Temperature inversions

Describe the following:

—       the effect of thermic-induced turbulence near the Earth’s surface;

—       surface effects;

—       diurnal and seasonal variations;

—       the effect of clouds; and

—       the effect of wind.

Rationale: The temperature can affect the density altitude. If the UA flies on a hot and humid day, the remote pilot will experience poor UA performance: as the temperature increases, the air molecules spread out. As a result, the propellers or motors of the UA do not have much air to grab on to.

Orographic lifting

Describe the effect of exploiting orographic lifting (i.e. slope or ridge) and the actions required.

Describe the vertical movements, wind shear, and turbulence, which are typical of hilly environment.

Rationale: Orographic lifting occurs when an air mass is forced from a low elevation to a higher elevation as it moves over rising terrain. As the air mass gains altitude, it quickly cools down adiabatically, which can raise the relative humidity to 100 %, create clouds and, under the right conditions, cause precipitation[100].

Higher winds through passes

Describe the effects of wind shear and the actions required when wind shear is encountered at take-off and approach.

Describe the precautions to be taken when wind shear is suspected at take-off and approach.

Describe the effects of wind shear and the actions required following entry into strong downdraught wind shear.

Describe the influence of a mountainous area on a frontal passage.

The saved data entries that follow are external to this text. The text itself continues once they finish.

PR #2929, opened 2023-11-29
feat: recovery dispatch notifications

iamacook:
## What it solves

This adds recovery notifications and in doing so [hides the proposal widget when a proposal is in progress](https://www.notion.so/safe-global/Show-Account-recovery-in-progress-immediately-57206a130c004fa58f5425c91e6605a0).

## How this PR fixes it

This builds upon the recovery event bus, adding notifications for Recoverer recovery transactions as we do for "standard" transactions and messages:

- Recovery proposal
- Recovery execution
- Skipping of expired recovery attempts

Each of the above have notifications as such throughout their lifecycle:

1. "Confirm the execution in your wallet..."
2. "Validating..."
3. "Successfully validated. Querying..."

If the transaction reverts or fails, the following is displayed accordingly:

1. "Reverted. Please check your gas settings."
2. "Failed."

With the implementation of the above, it is now possible to know when a proposal is "in progress", e.g. being submitted to or validated on-chain. As such, the dashboard widget for Recoverers that allows for starting recovery is hidden when a proposal is "in progress" (see recording below).

## How to test it

1. Propose a recovery and observe the new notifications, but also the "Start recovery" header hidden during the proposal lifecycle.
2. Execute a recovery and observe the new notifications.
3. Skip expired recovery attempts and observe the new notifications.

## Screenshots

image

recovery notifications

## Checklist


src/components/dashboard/RecoveryHeader/index.test.tsx
```diff
@@ -46,22 +41,80 @@ describe('RecoveryHeader', () => {
...
+        recoveryTxHash: faker.string.hexadecimal(),
+        eventType: faker.helpers.enumValue(RecoveryEventType),
+      })
+
+      await waitFor(() => {
+        expect(result.current).toBe(true)
+      })
+    })
+  })
+  ;[RecoveryEvent.REVERTED, RecoveryEvent.PROCESSED, RecoveryEvent.FAILED].forEach((event) => {
```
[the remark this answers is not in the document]
schmanu: I figured it out. It is because the recovery did not hit the queue yet.
Could you add that to the description?

src/components/dashboard/RecoveryHeader/index.test.tsx
```diff
@@ -46,22 +41,80 @@ describe('RecoveryHeader', () => {
...
+
+      const { result } = renderHook(() => _useIsProposalInProgress())
+
+      expect(result.current).toBe(false)
+
+      recoveryDispatch(event, {
+        moduleAddress: faker.finance.ethereumAddress(),
+        txHash: faker.string.hexadecimal(),
+        recoveryTxHash: faker.string.hexadecimal(),
+        eventType: faker.helpers.enumValue(RecoveryEventType),
```
schmanu, line 83: Shouldn't the eventType always be RecoveryEventType.Proposal?

src/components/dashboard/RecoveryHeader/index.test.tsx
```diff
@@ -46,22 +41,80 @@ describe('RecoveryHeader', () => {
...
+      })
+    })
+  })
+  ;[RecoveryEvent.REVERTED, RecoveryEvent.PROCESSED, RecoveryEvent.FAILED].forEach((event) => {
+    it('should return false if there is not a proposal in progress', async () => {
+      const payload = {
+        moduleAddress: faker.finance.ethereumAddress(),
+        txHash: faker.string.hexadecimal(),
+        recoveryTxHash: faker.string.hexadecimal(),
+        eventType: faker.helpers.enumValue(RecoveryEventType),
```
schmanu, line 97: Same here. Shouldn't it always be RecoveryEventType.Proposal?

src/components/dashboard/RecoveryHeader/index.tsx
```diff
@@ -46,11 +48,33 @@ export function _RecoveryHeader({
...
 }
 
+export function _useIsProposalInProgress(): boolean {
+  const [isProposalSubmitting, setIsProposalSubmitting] = useState(false)
+  const queue = useRecoveryQueue()
+
+  useEffect(() => {
+    const unsubFns = Object.values(RecoveryEvent).map((event) =>
+      recoverySubscribe(event, (detail) => {
+        const isValidating = event === RecoveryEvent.EXECUTING || event === RecoveryEvent.PROCESSING
```
schmanu, line 58: Don't we have to ignore all events with `detail.eventType !== RecoveryEventType.PROPOSAL`?

src/hooks/useRecoveryTxNotification.ts
```diff
@@ -0,0 +1,78 @@
...
+    if (!chain?.blockExplorerUriTemplate) {
+      return
+    }
+
+    const unsubFns = Object.entries(RecoveryTxNotifications).map(([event, notification]) =>
+      recoverySubscribe(event as RecoveryEvent, async (detail) => {
+        const isSuccess = event === RecoveryEvent.PROCESSED
+        const isError = 'error' in detail
+
+        const txHash = 'txHash' in detail ? detail.txHash : undefined
```
schmanu, line 48: Not sure where to put this comment.
But there is a edge case of having more than one expired txs.
Canceling one will actually cancel all of them. 
Not highest prio as it's an edge case but I think currently it would only mark the first expired recovery proposal as "processing" or being cancelled.

src/components/dashboard/RecoveryHeader/index.test.tsx
iamacook: Adjusted in 03398c6976df9d148a727b5e15e8ba09feb7309f.

src/components/dashboard/RecoveryHeader/index.test.tsx
iamacook: Adjusted in 03398c6976df9d148a727b5e15e8ba09feb7309f.

src/components/dashboard/RecoveryHeader/index.tsx
iamacook: Adjusted in 03398c6976df9d148a727b5e15e8ba09feb7309f.

src/hooks/useRecoveryTxNotification.ts
iamacook: It's not possible to propose more than one recovery transaction anymore so I would not concern ourselves about this. Users need to cancel any expired recovery attempts before they can make a new one.

PR #2932, opened 2023-11-30
changing order of evaluations

francovenica:
## What it solves

Resolves #
In the Nonce input, if you set a nonce that is 100 numbers higher than the recomended nonce it should display a specific message. That message wasn't showing up because of the order of the "if". The 2nd "if" was always overwriting the first one so the message that should show for 100+ values would never show up

## How this PR fixes it
Change the order of "if"

## How to test it
Go to a send funds tx
Change the nonce to a value slightly higher than the recomended nonce and check the tooltip message
Change the nonce to a value 100+ higher than the recomended nonce and check the tooltip message

## Screenshots
image
image

## Checklist


usame-algan (approved):
Nice fix 👍 Makes sense to go from small to large number validation in this case.

francovenica:
Thanks. I checked the tooltip messages myself.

Rationale: In mountainous environment, the wind blows smoothly on the windward side of the mountain. On the leeward side, the wind follows the contours of the terrain and can be quite turbulent: this is called a katabatic wind. The stronger the wind, the higher the downward pressure. Such a wind will push the UA down towards the surface of the mountain. If the remote pilot does not know how to recognise a downdraft, which is downward moving air, the situation can become quite challenging.

Mountain waves

Explain the origin and formation of mountain waves.

State the conditions necessary for the formation of mountain waves.

Describe the structure and properties of mountain waves.

Explain how mountain waves may be identified through their associated meteorological phenomena.

Explain that mountain wave effects may exceed the performance or structural capability of the UA.

Explain that mountain wave effects may be propagated from low to high levels.

Indicate the turbulent zones (mountain waves, rotors) on a drawing of a mountain chain.

High- and low-pressure patterns

Describe the movements of fronts and pressure systems, and the life cycle of a midlatitude depression.

State the rules for predicting the direction and the speed of movement of fronts.

State the difference in the speed of cold and warm fronts.

State the rules for predicting the direction and the speed of frontal depressions.

Density altitude effects

Define pressure altitude and air density altitude.

Explain the effects of all-up mass (AUM), pressure, temperature, density altitude, and humidity.

Explain the influence of density altitude on the equilibrium of forces and moments in a stable hover, if applicable.

Rationale: Higher-density altitude means thinner air, and thinner air means that the remote pilot will experience poor UA performance. The propellers or motors of the UA do not have much air to grab on to. Lower-density altitude means thicker, denser air, and higher UA performance.

This knowledge is very important when the remote pilot flies in a mountainous or other high-elevation environment.